▶ DATASET EXTRACT
PR #183, opened 2019-02-04
Use DynamoDB for Questionnaire persistence

jonnyshaw89:
Replace writing to file with writing to DynamoDB
Each revision writes a new revision
Saves only occur if the state has changed

### How to review 
Have a play and see if it all works.


eq-author-api/db/models/DynamoDB.js
```diff
@@ -0,0 +1,93 @@
...
+  },
+};
+
+const questionnanaireSchema = new Schema(baseQuestionnaireSchema, {
+  throughput: throughput,
+});
+
+const questionnaireVersionsSchema = new Schema(
+  {
+    ...baseQuestionnaireSchema,
```
tgandrews: I presume these versions have some shared Id to link them back to the original questionnaire? They all have `id` but I can't see a questionnaireId for them

eq-author-api/db/models/DynamoDB.js
```diff
@@ -0,0 +1,93 @@
+const dynamoose = require("dynamoose");
+
+let throughput = "ON_DEMAND";
+let questionnanaireTableName = "author-questionnaires";
+let questionnanaireVersionsTableName = "author-questionnaire-versions";
+
+if (process.env.DYNAMO_ENDPOINT !== "") {
```
tgandrews: It assumes local if you provide a `DYNAMO_ENDPOINT` that seems a little weird. How does it derive the DYNAMO_ENDPOINT otherwise? Maybe this needs a better name - something like `DYNAMO_ENDPOINT_DEV`

eq-author-api/db/models/DynamoDB.js
```diff
@@ -0,0 +1,93 @@
...
+if (process.env.DYNAMO_QUESTIONNAIRE_TABLE_NAME !== "") {
+  questionnanaireTableName = process.env.DYNAMO_QUESTIONNAIRE_TABLE_NAME;
+}
+
+if (process.env.DYNAMO_QUESTIONNAIRE_VERSION_TABLE_NAME !== "") {
+  questionnanaireVersionsTableName =
+    process.env.DYNAMO_QUESTIONNAIRE_VERSION_TABLE_NAME;
+}
+
+const Schema = dynamoose.Schema;
```
tgandrews: This var seems pointless. You can go `new dynamoose.Schema` without losing anything.

eq-author-api/db/models/DynamoDB.js
```diff
@@ -0,0 +1,93 @@
...
+  },
+  surveyId: {
+    type: String,
+  },
+  theme: {
+    type: String,
+  },
+};
+
+const questionnanaireSchema = new Schema(baseQuestionnaireSchema, {
```
tgandrews: Could we extract these schemas to a separate file to split them so each model/table deals with its setup.

eq-author-api/docker-compose.yml
```diff
@@ -5,6 +5,7 @@ services:
       context: .
     depends_on:
       - db
```
tgandrews: I'd like to see the PR that drops postgres ASAP

eq-author-api/app.js
```diff
@@ -14,8 +14,12 @@ const repositories = require("./repositories");
 const modifiers = require("./modifiers");
 const schema = require("./schema");
 
+const noir = require("pino-noir");
+
 const app = express();
-const pino = pinoMiddleware();
+const pino = pinoMiddleware({
+  serializers: noir(["req.headers.authorization"], "[Redacted]"),
```
tgandrews: This looks unrelated but a good change to stop logging the token. Do you want to do it against master instead?

eq-author-api/middleware/loadQuestionnaire.js
```diff
@@ -1,9 +1,21 @@
-const loadQuestionnaire = require("../utils/loadQuestionnaire");
+const { QuestionnanaireVersionsModel } = require("../db/models/DynamoDB");
```
tgandrews: I'd like for the models to be imported without the rest of the app knowing its Dynamo backing them and hence get it out of the path.

eq-author-api/middleware/loadQuestionnaire.js
```diff
@@ -1,9 +1,21 @@
...
+            return console.log(err);
+          }
+          if (!questionnaire.metadata) {
+            questionnaire.metadata = [];
+          }
+          resolve(questionnaire);
+        });
+    });
   }
   next();
```
tgandrews: No need for the `return` below

eq-author-api/middleware/loadQuestionnaire.js
```diff
@@ -1,9 +1,21 @@
...
+module.exports = (logger, context) => async (req, res, next) => {
   const questionnaireId = req.header("questionnaireId");
   if (questionnaireId) {
-    context.questionnaire = JSON.parse(loadQuestionnaire(questionnaireId));
+    context.questionnaire = await new Promise((resolve, _) => {
+      QuestionnanaireVersionsModel.queryOne({ id: { eq: questionnaireId } })
+        .descending()
+        .exec((err, questionnaire) => {
+          if (err) {
+            return console.log(err);
```
tgandrews: We should reject the promise not just log.

eq-author-api/middleware/loadQuestionnaire.js
```diff
@@ -1,9 +1,21 @@
...
+          }
+          if (!questionnaire.metadata) {
```
tgandrews: Why are we doing this? Don't all questionnaires have metadata?

eq-author-api/package.json
```diff
@@ -36,6 +37,7 @@
     "node-jose": "latest",
     "pg": "latest",
     "pg-hstore": "latest",
+    "pino-noir": "^2.2.1",
```
tgandrews: Do we need to pin?

eq-author-api/schema/resolvers/base.js
```diff
@@ -225,63 +218,49 @@ const Resolvers = {
...
       });
-      save(questionnaire);
-      const questionnaireList = getQuestionnaireList();
-      questionnaireList.push({
-        ...omit(questionnaire, "sections", "metadata"),
-        createdAt: questionnaire.createdAt.toString().split("T")[0],
-      });
-      saveQuestionnaireList(questionnaireList);
+
+      createQuestionnaire(questionnaire);
```
tgandrews: I presume we should await here?

eq-author-api/schema/resolvers/base.js
```diff
@@ -225,63 +218,49 @@ const Resolvers = {
...
+    duplicateQuestionnaire: async (_, { input }, ctx) => {
+      const questionnaire = await getQuestionnaire(input.id);
+      const newQuestionnaire = {
+        ...questionnaire,
+        title: addPrefix(questionnaire.title),
+        id: uuid.v4(),
+      };
 
-      save(newQuestionnaire);
+      createQuestionnaire(newQuestionnaire);
```
tgandrews: We should await here as well

eq-author-api/schema/resolvers/base.js
```diff
@@ -225,63 +218,49 @@ const Resolvers = {
...
-        createdAt: newQuestionnaire.createdAt.toString().split("T")[0],
-      });
-      saveQuestionnaireList(questionnaireList);
       return newQuestionnaire;
     },
     createSection: async (root, { input }, ctx) => {
       const section = createSection(input);
       ctx.questionnaire.sections.push(section);
-      save(ctx.questionnaire);
+      saveQuestionnaire(ctx.questionnaire);
```
tgandrews: We should await all of these `saveQuestionnaire`

eq-author-api/schema/resolvers/routing2/routing2/index.js
```diff
@@ -7,7 +7,7 @@ const isMutuallyExclusiveDestination = isMutuallyExclusive([
 ]);
 
 const { flatMap, find, first } = require("lodash/fp");
-const save = require("../../../../utils/saveQuestionnaire");
+const { save } = require("../../../../utils/datastore");
```
tgandrews: More awaits

eq-author-api/schema/resolvers/routing2/expressionGroup2/index.js
```diff
@@ -23,7 +23,7 @@ Resolvers.Mutation = {
       )
     );
     expressionGroup.operator = operator;
-    save(ctx.questionnaire);
+    saveQuestionnaire(ctx.questionnaire);
```
tgandrews: More awaits

eq-author-api/utils/datastore.js
```diff
@@ -0,0 +1,104 @@
...
+} = require("../db/models/DynamoDB");
+const { omit, isEqual } = require("lodash");
+
+const createQuestionnaire = async questionnaire => {
+  await new Promise((resolve, _) => {
+    new QuestionnanaireModel({
+      ...omit(questionnaire, "sections", "metadata"),
+    }).save({}, err => {
+      if (err) {
+        return console.log(err);
```
tgandrews: We should reject this.

eq-author-api/utils/datastore.js
```diff
@@ -0,0 +1,104 @@
...
+      }
+      new QuestionnanaireVersionsModel({
+        ...questionnaire,
+        metadata: questionnaire.metadata,
+        updatedAt: Date.now(),
+      }).save({}, err => {
+        if (err) {
+          return console.log(err);
```
tgandrews: Another rejection

eq-author-api/utils/datastore.js
```diff
@@ -0,0 +1,104 @@
...
+  if (equal) {
+    return questionnaire;
+  }
+  await new Promise((resolve, _) => {
+    if (questionnaire.updatedAt) {
+      questionnaire.updatedAt = Date.now();
+    }
+    questionnaire.save({}, err => {
+      if (err) {
+        return console.log(err);
```
tgandrews: We should reject here. There are more below as well

eq-author-api/utils/datastore.js
```diff
@@ -0,0 +1,104 @@
...
+      }
+      resolve();
+    });
+  });
+};
+
+const getQuestionnaire = async id => {
+  let questionnaire = await new Promise((resolve, _) => {
+    QuestionnanaireVersionsModel.queryOne({ id: { eq: id } })
+      .descending()
```
tgandrews: Ordered by what?

eq-author-api/db/models/DynamoDB.js
jonnyshaw89: The `id` for both tables is the questionnaireId

eq-author-api/db/models/DynamoDB.js
jonnyshaw89: Its more of an override, when you run in AWS you don't need to provide one ill rename it to `DYNAMO_ENDPOINT_OVERRIDE`

eq-author-api/docker-compose.yml
jonnyshaw89: I think there is some other stuff still using the DB so this needs to be changed 1st

eq-author-api/db/models/DynamoDB.js
tgandrews: As discussed this makes sense with the updated at making it unique.

eq-author-api/middleware/loadQuestionnaire.js
jonnyshaw89: Yeh I refactored most of this out but missed this one.

eq-author-api/middleware/loadQuestionnaire.js
jonnyshaw89: For some reason the empty Metadata arrays were not being persisted. I need to look at this

eq-author-api/schema/resolvers/base.js
jonnyshaw89: even though there is an await inside `createQuestionnaire`?

eq-author-api/utils/datastore.js
jonnyshaw89: By the `rangeKey` defined on the table

eq-author-api/app.js
jonnyshaw89: https://github.com/ONSdigital/eq-author-app/pull/184

eq-author-api/schema/resolvers/base.js
tgandrews: Yeah, `async` functions return a `Promise` so to wait for them to be done you have to `await` them otherwise you'll start the outer one but not await on its result even if internally it was waiting on something else to finish. I hope that makes sense.

.travis.yml
```diff
@@ -45,3 +45,4 @@ deploy:
 branches:
   only:
     - master
+    - 797-replace-relational-database-with-json-document
```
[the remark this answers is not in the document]
adammahmood: Completed via https://github.com/ONSdigital/eq-author-app/pull/193

adammahmood:
Can we rebase this? Getting errors when running locally which should be resolved once rebased.

eq-author-api/docker-compose.yml
```diff
@@ -28,3 +35,7 @@ services:
       - POSTGRES_DB=postgres
     ports:
       - 5432:5432
+  dynamo:
+    image: amazon/dynamodb-local
+    ports:
+      - 8000
```
adammahmood: This port conflicts with `go-launch-a-survey`.

```suggestion
      - 8050:8000
```

eq-author/src/utils/appendAuthHeader.js
```diff
@@ -1,3 +1,5 @@
+/*eslint-disable no-useless-escape */
```
tgandrews: I don't think this is needed any more.

eq-author-api/schema/resolvers/routing2/routing2/index.js
tgandrews: Does this import even exist?

eq-author-api/utils/datastore.js
```diff
@@ -0,0 +1,97 @@
...
+
+const createQuestionnaire = questionnaire => {
+  return new Promise((resolve, reject) => {
+    new QuestionnaireModel({
+      ...omit(questionnaire, "sections", "metadata"),
+    }).save({}, err => {
+      if (err) {
+        reject(err);
+      }
+      new QuestionnaireVersionsModel({
```
tgandrews: To avoid the call back inside a call back you could turn these into two methods each wrapping the functions in a promise. You might even be able to do this at the import easily with `util.promisify` https://nodejs.org/dist/latest-v10.x/docs/api/util.html#util_util_promisify_original

jonnyshaw89: so like this?
```
return util.promisify(new QuestionnaireModel({
    ...omit(questionnaire, "sections", "metadata"),
  }).save({})).then(() => {
    util.promisify(new QuestionnaireVersionsModel({
      ...questionnaire,
      metadata: questionnaire.metadata,
      updatedAt: Date.now(),
    }).save()).then(() => {
      return questionnaire
    })
  })
```

tgandrews: No, you'd normally wrap the function but as it is an instance method this might not be so easy.

PR #188, opened 2019-02-05
Remove Undelete

rmccar:
This is to remove the undelete functionality for the app as we will no longer support undeleting as we will now be implementing a versioning system instead. This is a replacement for a previous PR that included questionnaire deletion confirmation but that is now in a separate PR

### How to review 
- Check the app works as it should
- Check you can delete all types of things (questionnaire, section, question, answer and section introduction)
- Check that when deleting these things the toast is still shown but now there is no undo button


rmccar:
[Strip undelete functionality.](https://trello.com/c/EEZFnuBX/837-strip-undelete-functionality)

eq-author/cypress/integration/authenticated/builder_spec.js
```diff
@@ -264,42 +264,6 @@ describe("builder", () => {
     cy.get(testId("btn-add-intro"));
   });
 
-  it("can undelete a section introduction", () => {
```
tgandrews: I don't think this is the only undelete cypress test

rmccar: Ive done a search for undelete and cant seem to find any others

rmccar: You're right Ive found some that don't use the word 'undelete'

eq-author/src/components/ToastContainer/index.js
```diff
@@ -55,36 +38,15 @@ const ToastWrapper = styled.div`
   justify-content: center;
 `;
 
-export const ToastArea = ({
-  toasts,
-  dismissToast,
-  undoToast,
-  ...otherProps
-}) => {
```
SamGodwin2: Don't think you've updated the tests for this component probably a couple broken snapshot tests in there somewhere.

rmccar: Fixed

PR #190, opened 2019-02-05
JSON DB - Fix author linting and unit tests

tgandrews:
All author tests and linting should pass.

The biggest change was around the url to ensure we differentiate between ids and the tab name. This re-introduces the regex pattern back into the URL to do this but had the knock on effect of requiring everywhere that built URLs to create "valid" (according to the regex pattern) UUIDs this is done in tests now using `src/tests/utils/fakeId` which generates a 36 long string from what was given as the fill. This could probably be improved.

### How to review 
1. Ensure all linting and tests (unit and cypress) pass in author.


tgandrews:
[Fix author linting and tests](https://trello.com/c/9Ajk21jg/866-fix-author-linting-and-tests)

PR #196, opened 2019-02-07
Bug - Fix rendering of nested flexboxes in Chrome 72

### LINKED ISSUE #189: Content picker overflowing when large number of options.
### Expected behaviour
The content picker modal should scroll when there is a large number of options inside the accordion.
 
### Actual behaviour
The accordion panel just expands until it starts overflowing the modal.

Make a questionnaire with <10 pages, on the first page go to routing and open the destination content picker. Select the destinations in this section and observe...

### Screenshot

screenshot 2019-02-05 at 14 47 01

tgandrews:
This resolves the issue where Chrome was not matching the web standard and defaulting the `min-height` of a nested flexbox item to `0`. To improve compatibility they changed the default to `auto`. This broke the places where we had nested flex boxes

There is more information and references in #189 

Closes #189 

### How to review 
1. Ensure that you can scroll the main app
2. Ensure that the ContentPicker does not overflow as described in #189

### DIFF
--- a/eq-author/src/components/BaseLayout/index.js
+++ b/eq-author/src/components/BaseLayout/index.js
@@ -26,7 +26,7 @@ const Main = styled.main`
   flex: 1 1 auto;
   display: flex;
   flex-direction: column;
-  height: calc(100vh - 4em);
+  min-height: 0;
 `;
 
 const Title = styled.h1`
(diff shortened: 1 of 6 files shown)


tgandrews:
[Chrome 72 layout bugs](https://trello.com/c/nBzWIEQk/920-chrome-72-layout-bugs)

tgandrews:
@rmccar - good spot. I missed the routing content picker. This should be resolved now.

▶ EXERCISE OBJECTIVE
Starting at the line that has "Bug - Fix rendering" in the records above, restate word for word every line until the one that has "The accordion panel", and include that one as well.

▶ RESULT OF THE TASK
Bug - Fix rendering of nested flexboxes in Chrome 72

### LINKED ISSUE #189: Content picker overflowing when large number of options.
### Expected behaviour
The content picker modal should scroll when there is a large number of options inside the accordion.
 
### Actual behaviour
The accordion panel just expands until it starts overflowing the modal.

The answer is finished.